_Stored data_:
PR #720, opened 2026-07-29
Self-writing agent experiment: prototype, composable agents, and the fixes it surfaced

egonSchiele:
An experiment in a different agent architecture: instead of one fixed agent loop handling every request, the top-level agent **writes a small Agency program** for the request in front of it, typechecks it, and runs it in a subprocess. Full investigation notes, with measurements and citations, are in `docs/dev/self-writing-agent.md`.

This PR contains the prototype, the first "composable" agents it builds on, and the stdlib/runtime fixes that fell out of investigating why the old fixed-loop agent spent $3.39 and 5.5 minutes on a news query without answering it.

## The prototype (`foo.agency`)

A script that takes a user message, asks a model to write an Agency program answering it, reviews the program (parse + typecheck), runs it via `runCode` in a subprocess, and judges the output. Findings from three probe rounds shaped its details:

- **Fast path**: simple questions are answered directly, with no program, since codegen + typecheck + subprocess launch is pure overhead for "what is the capital of India".
- **Budgets everywhere**: `runCode` now gets a `maxCost` cap, and the prompt requires every generated program to wrap its work in a top-level `guard(time:, cost:)` — demonstrated in the examples, not just described, because the probes showed generated code copies examples faithfully (including their bugs).
- **Warning policy in review**: previously any typechecker warning rejected the program. Now only warnings that mean certain runtime failure reject (AG4004, calling a function that does not exist — the "model invented a function" failure mode). This became load-bearing: a top-level guard always emits the benign AG3009 warning, so the guard requirement and the warning policy had to ship together.
- **Stall detector**: a module-level counter tracks consecutive `execute` failures. From the second failure on, the error message instructs the model to abandon the program and rewrite from scratch instead of patching again.
- **Judge provenance**: the judge previously saw only a bare string and (reasonably) concluded that news dated after its training cutoff was fabricated. It now knows today's date, that the response came from an agent with live web access, and that its job is checking responsiveness and citations, not second-guessing facts it cannot verify.
- **Salvage example**: generated programs are taught to accumulate results into a variable and return it from a `finalize` block, so a tripped budget returns completed steps instead of nothing.
- **Two-phase guidance**: for tasks with a decision point ("research X, and if Y, do Z"), the prompt tells the writer to run a small information-gathering program first, then write a follow-up program using what it learned, rather than encoding speculative branches.
- **cwd anchoring**: generated programs write files relative to the agent working directory, passed explicitly to `runCode`.

## Composable agents (`stdlib/agents/composable/`)

An A/B experiment run in a separate folder: thin agents (a system prompt plus one `llm` call with tools) alongside the existing full-featured ones. If the experiment wins, these replace the originals; if not, the folder is deleted.

- `researcher.agency` — the research core without the guard/review/retry layers. The system prompt was rewritten as an operating manual: method, citation rules, output shape, explicit failure behavior.
- `promptRewriter.agency` — rewrites a vague user prompt into a specific one (stated defaults, explicit deliverable, format) while preserving the user's constraints verbatim.
- `utils.agency` — `ask`, which the probe rounds showed models invent if it does not exist.

## Stdlib and runtime fixes

- **`hostedSearchTools(model)` now actually gates on the model.** It previously ignored its parameter and always requested provider-hosted web search. It now checks whether the model's provider family offers hosted search, bridging the catalog's family/API split (`gpt-4o-mini` is cataloged under `openai` while hosted search registers under `openai-responses`). The gate errs open — unknown models still request search, because wrongly withholding it fails silently while wrongly requesting it produces a visible provider error. Only a model whose provider positively offers no hosted search (e.g. a registered local model) gets none.
- **`typecheck(source, ignoreCodes)`** — new optional parameter dropping named diagnostic codes from the report, for programmatic callers that typecheck code they did not write and cannot annotate with per-line suppressions.
- **Oversized tool schemas now warn.** New `client.maxToolSchemaChars` config (default 2000, 0 disables) emits a statelog warning once per tool per run. Found via `std::syntax::highlight` serializing to a 17,775-character schema — a third of a tool budget — because `theme` accepted a nested color-scheme object; it now takes a union of the eight built-in scheme names (807 chars).
- **Search API keys are bound before the model sees the tool.** The `apiKey` parameter used to be in the tool schema; a real run had the model fill it with tool-call markup, which reached the HTTP layer as an Authorization header. Keys now bind via `.partial()` so the slot does not exist.

## Tests

- `lib/stdlib/llm.hostedSearchTools.test.ts` — 6 unit tests for the search gate, including the family rule and a registered local-model provider getting nothing.
- `tests/agency/typecheck-ignore-codes.*` — execution tests for the new parameter (no LLM calls).
- `tests/agency/agents/searchTools.*` — updated to pin the new gate semantics (fail-open, family rule).
- `lib/runtime/toolSchemaSize.test.ts`, `lib/stdlib/searchKeyBinding.test.ts` — schema-size warning and key binding.

`foo.agency`, `bar.agency`, and `trace.agency` are experiment scratch files, expected to move or disappear as the experiment settles.


egonSchiele (commented):
Reviewed the full diff. The direction is sound and the fixes that fell out of the investigation are good ones — the API-key binding in particular closes a real hole, and the "guards must capture their result" note in the prompt is exactly right (I confirmed separately that a bare `guard(...) { return x }` yields `undefined`, so that guidance is load-bearing, not stylistic).

Below: things I think need a decision before merge, then smaller notes, then what I checked and found fine.

---

## Needs a decision

### 1. `agency.json` flips the repo-wide default model — and it is not in the PR description

```diff
-    "defaultModel": "gpt-4o-mini"
+    "defaultModel": "claude-sonnet-4-6",
+    "defaultProvider": "anthropic"
```

This changes the default for every run and every test in the repo, not just the experiment, and moves the baseline cost per call up substantially. It also silently changes what any test without an explicit model is exercising.

If the experiment needs Sonnet, I would rather see it set on the `llm()` calls in `foo.agency` than in the repo-wide config. If the repo default genuinely should change, it deserves its own PR and a line in the description.

Also, this file loses its trailing newline (`\ No newline at end of file`).

### 2. `composable/researcher.agency` bypasses the gate this PR adds

The headline stdlib fix here is making `hostedSearchTools(model)` actually consult the model. But the new composable researcher hardcodes both sides of that decision:

```agency
hostedTools: ["web_search"],
provider: "openai-responses",
```

Two consequences:

- It requests hosted search unconditionally — the exact behaviour `_hostedSearchTools` was written to stop. A local model routed through here gets the request anyway.
- Pinning `provider` overrides the caller's model selection entirely. `--model` / `--provider` and any branch default set via `setLlmOptions` are ignored for every research call. For a module whose whole purpose is being composable, that is a strong opinion to bake in.

I would expect `hostedTools: hostedSearchTools(model)` and the provider left to the caller.

### 3. `typecheck(source, ignoreCodes)` has tests but no caller

The parameter is justified in the description by "programmatic callers that typecheck code they did not write" — but the motivating caller, `review()` in `foo.agency`, does not use it. It calls `typecheck(code)` and filters afterward, because it needs the opposite shape: an allow-list of *fatal* codes, not a deny-list of ignorable ones.

So the new API arrives with no production consumer. That is not wrong, but it is worth being deliberate: either `review()` should use it, or it should land in its own PR where the use case can be argued on its own terms.

### 4. The warning policy fails open on codes that do not exist yet

```agency
static const rejectingWarningCodes = ["AG4004"]
```

This is an allow-list of *fatal* warnings, so any warning code added to the typechecker later is silently treated as benign in generated code. Given the failure mode this exists to catch — the model inventing a function — I would rather see the inverse: enumerate the codes known to be benign in generated programs (`AG3009` today), and let anything else surface. That way a new diagnostic defaults to being noticed rather than ignored.

At minimum, worth a comment explaining that the fail-open direction is deliberate, the way `_hostedSearchTools` documents its own fail-open choice.

---

## Smaller notes

**`promptRewriter` is an unconditional extra round trip.** Every `researcherAgent` call now pays a full LLM call before any research starts. On a project whose stated goal is answering a news query in under a minute, that is on the critical path. The prompt itself says an already-specific prompt "should come back nearly unchanged" — which is the case where the call is pure latency. Worth either gating it (skip when the task is already concrete) or measuring what it costs against what it buys.

**`researcherAgent` has no declared return type.** `export def researcherAgent(topic: string) {` — for a stdlib entry point that other generated code calls, an explicit `: string` would document the contract and catch drift.

**`stdlib/agency.agency` carries unrelated formatter churn.** The diff rewrites public type declarations that have nothing to do with this PR:

```diff
-  docstring: string | null,
+  docstring?: string;
```

I checked whether this changes behaviour: it does not. `agency fmt` performs this rewrite itself (`x: string | null` → `x?: string`), and the emitted JSON Schema is byte-identical for both forms — same `anyOf`, same `required` list. So it is safe, but it is diff noise in a feature PR, and it now disagrees with `docs/dev/template-agency.md`, which documents `holesOf` returning `"type": null`. Two options: revert the unrelated hunks, or split the formatter pass into its own commit so this PR's diff is only the work.

Separately: that `fmt` rewrite is arguably a formatter bug worth its own issue. Silently changing a declared type — even to an equivalent one — is more than formatting.

**Scratch files at the package root.** `foo.agency`, `bar.agency`, `trace.agency` are acknowledged as temporary in the description. Worth confirming they are excluded from the published package and from lint/typecheck CI before this lands on `main`, so they do not become someone else's puzzle.

---

## Checked and fine

- **API key binding.** `.partial(apiKey: env(...)).rename(toolName)` is correct, and the order matters — `.partial()` preserves the base name, so `.rename()` has to come last or both search tools collide. Confirmed the bound schemas no longer contain `apiKey` and keep the right agent-facing names.
- **`_hostedSearchTools` tests.** I checked the last one specifically, since `registerModelData({ hostedTools: [] })` looked like it might make the assertion pass for the wrong reason. It does not: `getHostedTools` *merges* registered data over the baseline rather than replacing it, so the baseline entries are still present and the test genuinely exercises the family rule. Good test.
- **`thread { return x }` in the composable agents propagates correctly.** I checked, because the `guard` case in this same PR does not, and the two blocks reading identically while behaving differently is a real footgun. Might be worth a language-level issue.
- **The stall counter uses a module-level `let`,** which is the right call in Agency — global variables get per-run state isolation, so it cannot leak across runs.
- **The fast path, the budget requirement, and the salvage example** all follow directly from the probe findings. The decision to demonstrate the guard rather than only describe it is the right lesson to have drawn.

---

Nothing here blocks the experiment; items 1 and 2 are the ones I would want resolved before this lands on `main`, since they change behaviour outside the experiment folder.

_Required work_:
From the line holding "- **The fast" down to the final line above, quote every line exactly and only those lines.

_Solution_:
- **The fast path, the budget requirement, and the salvage example** all follow directly from the probe findings. The decision to demonstrate the guard rather than only describe it is the right lesson to have drawn.

---

Nothing here blocks the experiment; items 1 and 2 are the ones I would want resolved before this lands on `main`, since they change behaviour outside the experiment folder.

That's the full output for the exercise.